• **AIM OF THE EXERCISE**:
Could you print all the entries exactly?

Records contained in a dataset
PR #262, opened 2022-07-17
Harp Pedal Wizard

jwink75:
- Now uses library functions the way they were intended.
- Updated GUI to account for disparity between Mac/Windows

### DIFF
--- a/src/harp_pedal_wizard.lua
+++ b/src/harp_pedal_wizard.lua
@@ -1,0 +1,1506 @@
+function plugindef()
+  -- This function and the 'finaleplugin' namespace
+  -- are both reserved for the plug-in definition.
+  finaleplugin.RequireSelection = false
+  finaleplugin.Author = "Jacob Winkler"
+  finaleplugin.Copyright = "2022"
+  finaleplugin.Version = "2.0"
+  finaleplugin.Date = "2022-07-17"
+  finaleplugin.MinJWLuaVersion = 0.63 -- https://robertgpatterson.com/-fininfo/-rgplua/rgplua.html
+  return "Harp Pedal Wizard", "Harp Pedal Wizard", "Creates Harp Diagrams and Pedal Changes"
+end
+
+local library = require("library.general_library")
+local configuration = require("library.configuration") -- Having trouble getting this to work!
+
+--------------------------------------
+-- borrowed JetStream functions - will replace later with repo equivalents!
+function get_used_font_name(standard_name)
+  local font_name = standard_name
+  if string.find(os.tmpname(), "/") then
+    font_name = standard_name
+  elseif string.find(os.tmpname(), "\\") then
+    font_name = string.gsub(standard_name, "%s", "")
+  end
+  return font_name
+end
+
+function get_def_mus_font()
+  local fontinfo = finale.FCFontInfo()
+  if fontinfo:LoadFontPrefs(finale.FONTPREF_MUSIC) then
+    return get_used_font_name(fontinfo:GetName())
+  end
+end
+--------------------------------------
+function harp()
+  local script_name = "harp_pedal_wizard"
+  local config = {root = 2, accidental = 1, scale = 0, scale_check = 1, chord = 0, chord_check = 0, diagram_check = 1, names_check = 0, partial_check = 0, stack = 1, pedal_lanes = 1, last_notes = "D, C, B, E, F, G, A"}
+  local partial = false
+  local changes = false
+  local stack = true
+  local pedal_lanes = true
+  local direct = false
+  local override = false
+  local context =
+  {
+    window_pos_x = window_pos_x or nil,
+    window_pos_y = window_pos_y or nil
+  }
+
+  local SMuFL = library.is_font_smufl_font(nil)
+  harpstrings = {}
+  diagram_string = finale.FCString()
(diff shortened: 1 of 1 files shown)


src/harp_pedal_wizard.lua
```diff
@@ -0,0 +1,1506 @@
...
+
+      add_expression:SetStaff(staff_num)
+      add_expression:SetMeasurePos(measure_pos)
+      add_expression:SetID(diag_ted)
+      add_expression:SaveNewToCell(and_cell)
+
+-------
+      ::error1::
+      finenv.EndUndoBlock(true)
+      if error == true then -- Tried this as if error then, it broke the script
```
rpatters1, line 495: The reason `if error` broke the script is that `error` is a pre-defined global function in Lua, and unlike everywhere else you are using `error` as a variable, in this function you never defined it as a local variable. This code will never take the error path, because error will never be `true`.

Generally speaking I would avoid naming variables `error`. But for this case, if you add a `local error = false` at the top of the function, it should fix problem with `if error`.

rpatters1 (changes requested):

src/harp_pedal_wizard.lua
```diff
@@ -0,0 +1,1506 @@
...
+        end
+
+--                if dialog:ExecuteModal(nil) == finale.EXECMODAL_OK then
+--                end -- if dialog:Execute...
+
+      end -- get_harp
+      harp_dialog()
+    end -- harp
+
+    harp()
```
Nick-Mazuk, line 1506: Seems like there might be some "end" statements missing, or a few "unindents"? It seems weird to have a file end with lines still indented.

src/harp_pedal_wizard.lua
```diff
@@ -0,0 +1,1506 @@
...
+--
+      function format_ctrl(ctrl, h, w, st)
+        ctrl:SetHeight(h)
+        ctrl:SetWidth(w)
+        str.LuaString = st
+        ctrl:SetText(str)
+      end -- function format_ctrl
+--
+      local dialog = finale.FCCustomLuaWindow()
+      if nil ~= context.window_pos_x and nil ~= context.window_pos_y then
```
Nick-Mazuk, line 766: A little nit, but `context.window_pos_x ~= nil` and `context.window_pos_y ~= nil` would be better here.

The way you originally wrote it is called a [yoda condition](https://en.wikipedia.org/wiki/Yoda_conditions). While they are valid syntax and there are a few minor advantages of them, they can in general make it harder to read code.

src/harp_pedal_wizard.lua
```diff
@@ -0,0 +1,1506 @@
...
+            end -- for j
+            if not found then
+              error = true
+              goto error
+            end
+            scale_deg = scale_deg + 1
+            last = "B"
+          end
+          if last == "B"  and scale_deg <= 7 then
+            local found = false
```
Nick-Mazuk, line 608: Guess this review is going to be me being picky about minor code style.

One general rule of thumb with booleans is that the variable should signify that it's a boolean. Often, you'll want to prefix them with `is_` or `should_`, or something else that describes the purpose of the variable. That way, you can read `is_found` and instantly know that variable is a boolean.

It also makes if statements read more like English:

```lua
if is_found then
```

src/harp_pedal_wizard.lua
```diff
@@ -0,0 +1,1506 @@
...
+        local result = ui:AlertYesNo("There seems to be a problem with your harp diagram. \n Would you like to try again?", NULL)
+--                if result == 2 then harp_dialog() end
+      end -- error
+      if diag_asn then
+        ui:AlertInfo("There is already a harp diagram assigned to this region.", NULL)
+      end
+    end -- function add_pedals
+
+    -------
+    function harp_scale(root, scale, diag, chd, partial)
```
Nick-Mazuk, line 506: It would be best to have more descriptive variable names—especially for function arguments. I assume `diag` means diagram? However, I have no idea what `chd` is from looking at the code.

src/harp_pedal_wizard.lua
jwink75: renamed all instances of error to variables according to the function they are in (e.g. scale_error)

Nick-Mazuk (approved):

rpatters1 (approved):

rpatters1:
I'm cool with merging it.

Nick-Mazuk:
My comments are very nit picky, so I'll go ahead and merge this PR. @jwink75, if you want to resolve my comments, you can go ahead and create a follow-up PR.

src/harp_pedal_wizard.lua
jwink75: I don't remember where I copied this from, but it is definitely from some other script that I stole it from. I never really got this working (retaining the window position), but I'll go ahead and change

src/harp_pedal_wizard.lua
jwink75: What are unindents?

All I know is that if I add any more 'end' statements it breaks...

src/harp_pedal_wizard.lua
jwink75: yoda condition... I just got it!

```
if you_become == 900 then
    look_so_good = false
end
```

• **OUTPUT BELOW**:
PR #262, opened 2022-07-17
Harp Pedal Wizard

jwink75:
- Now uses library functions the way they were intended.
- Updated GUI to account for disparity between Mac/Windows

### DIFF
--- a/src/harp_pedal_wizard.lua
+++ b/src/harp_pedal_wizard.lua
@@ -1,0 +1,1506 @@
+function plugindef()
+  -- This function and the 'finaleplugin' namespace
+  -- are both reserved for the plug-in definition.
+  finaleplugin.RequireSelection = false
+  finaleplugin.Author = "Jacob Winkler"
+  finaleplugin.Copyright = "2022"
+  finaleplugin.Version = "2.0"
+  finaleplugin.Date = "2022-07-17"
+  finaleplugin.MinJWLuaVersion = 0.63 -- https://robertgpatterson.com/-fininfo/-rgplua/rgplua.html
+  return "Harp Pedal Wizard", "Harp Pedal Wizard", "Creates Harp Diagrams and Pedal Changes"
+end
+
+local library = require("library.general_library")
+local configuration = require("library.configuration") -- Having trouble getting this to work!
+
+--------------------------------------
+-- borrowed JetStream functions - will replace later with repo equivalents!
+function get_used_font_name(standard_name)
+  local font_name = standard_name
+  if string.find(os.tmpname(), "/") then
+    font_name = standard_name
+  elseif string.find(os.tmpname(), "\\") then
+    font_name = string.gsub(standard_name, "%s", "")
+  end
+  return font_name
+end
+
+function get_def_mus_font()
+  local fontinfo = finale.FCFontInfo()
+  if fontinfo:LoadFontPrefs(finale.FONTPREF_MUSIC) then
+    return get_used_font_name(fontinfo:GetName())
+  end
+end
+--------------------------------------
+function harp()
+  local script_name = "harp_pedal_wizard"
+  local config = {root = 2, accidental = 1, scale = 0, scale_check = 1, chord = 0, chord_check = 0, diagram_check = 1, names_check = 0, partial_check = 0, stack = 1, pedal_lanes = 1, last_notes = "D, C, B, E, F, G, A"}
+  local partial = false
+  local changes = false
+  local stack = true
+  local pedal_lanes = true
+  local direct = false
+  local override = false
+  local context =
+  {
+    window_pos_x = window_pos_x or nil,
+    window_pos_y = window_pos_y or nil
+  }
+
+  local SMuFL = library.is_font_smufl_font(nil)
+  harpstrings = {}
+  diagram_string = finale.FCString()
(diff shortened: 1 of 1 files shown)


src/harp_pedal_wizard.lua
```diff
@@ -0,0 +1,1506 @@
...
+
+      add_expression:SetStaff(staff_num)
+      add_expression:SetMeasurePos(measure_pos)
+      add_expression:SetID(diag_ted)
+      add_expression:SaveNewToCell(and_cell)
+
+-------
+      ::error1::
+      finenv.EndUndoBlock(true)
+      if error == true then -- Tried this as if error then, it broke the script
```
rpatters1, line 495: The reason `if error` broke the script is that `error` is a pre-defined global function in Lua, and unlike everywhere else you are using `error` as a variable, in this function you never defined it as a local variable. This code will never take the error path, because error will never be `true`.

Generally speaking I would avoid naming variables `error`. But for this case, if you add a `local error = false` at the top of the function, it should fix problem with `if error`.

rpatters1 (changes requested):

src/harp_pedal_wizard.lua
```diff
@@ -0,0 +1,1506 @@
...
+        end
+
+--                if dialog:ExecuteModal(nil) == finale.EXECMODAL_OK then
+--                end -- if dialog:Execute...
+
+      end -- get_harp
+      harp_dialog()
+    end -- harp
+
+    harp()
```
Nick-Mazuk, line 1506: Seems like there might be some "end" statements missing, or a few "unindents"? It seems weird to have a file end with lines still indented.

src/harp_pedal_wizard.lua
```diff
@@ -0,0 +1,1506 @@
...
+--
+      function format_ctrl(ctrl, h, w, st)
+        ctrl:SetHeight(h)
+        ctrl:SetWidth(w)
+        str.LuaString = st
+        ctrl:SetText(str)
+      end -- function format_ctrl
+--
+      local dialog = finale.FCCustomLuaWindow()
+      if nil ~= context.window_pos_x and nil ~= context.window_pos_y then
```
Nick-Mazuk, line 766: A little nit, but `context.window_pos_x ~= nil` and `context.window_pos_y ~= nil` would be better here.

The way you originally wrote it is called a [yoda condition](https://en.wikipedia.org/wiki/Yoda_conditions). While they are valid syntax and there are a few minor advantages of them, they can in general make it harder to read code.

src/harp_pedal_wizard.lua
```diff
@@ -0,0 +1,1506 @@
...
+            end -- for j
+            if not found then
+              error = true
+              goto error
+            end
+            scale_deg = scale_deg + 1
+            last = "B"
+          end
+          if last == "B"  and scale_deg <= 7 then
+            local found = false
```
Nick-Mazuk, line 608: Guess this review is going to be me being picky about minor code style.

One general rule of thumb with booleans is that the variable should signify that it's a boolean. Often, you'll want to prefix them with `is_` or `should_`, or something else that describes the purpose of the variable. That way, you can read `is_found` and instantly know that variable is a boolean.

It also makes if statements read more like English:

```lua
if is_found then
```

src/harp_pedal_wizard.lua
```diff
@@ -0,0 +1,1506 @@
...
+        local result = ui:AlertYesNo("There seems to be a problem with your harp diagram. \n Would you like to try again?", NULL)
+--                if result == 2 then harp_dialog() end
+      end -- error
+      if diag_asn then
+        ui:AlertInfo("There is already a harp diagram assigned to this region.", NULL)
+      end
+    end -- function add_pedals
+
+    -------
+    function harp_scale(root, scale, diag, chd, partial)
```
Nick-Mazuk, line 506: It would be best to have more descriptive variable names—especially for function arguments. I assume `diag` means diagram? However, I have no idea what `chd` is from looking at the code.

src/harp_pedal_wizard.lua
jwink75: renamed all instances of error to variables according to the function they are in (e.g. scale_error)

Nick-Mazuk (approved):

rpatters1 (approved):

rpatters1:
I'm cool with merging it.

Nick-Mazuk:
My comments are very nit picky, so I'll go ahead and merge this PR. @jwink75, if you want to resolve my comments, you can go ahead and create a follow-up PR.

src/harp_pedal_wizard.lua
jwink75: I don't remember where I copied this from, but it is definitely from some other script that I stole it from. I never really got this working (retaining the window position), but I'll go ahead and change

src/harp_pedal_wizard.lua
jwink75: What are unindents?

All I know is that if I add any more 'end' statements it breaks...

src/harp_pedal_wizard.lua
jwink75: yoda condition... I just got it!

```
if you_become == 900 then
    look_so_good = false
end
```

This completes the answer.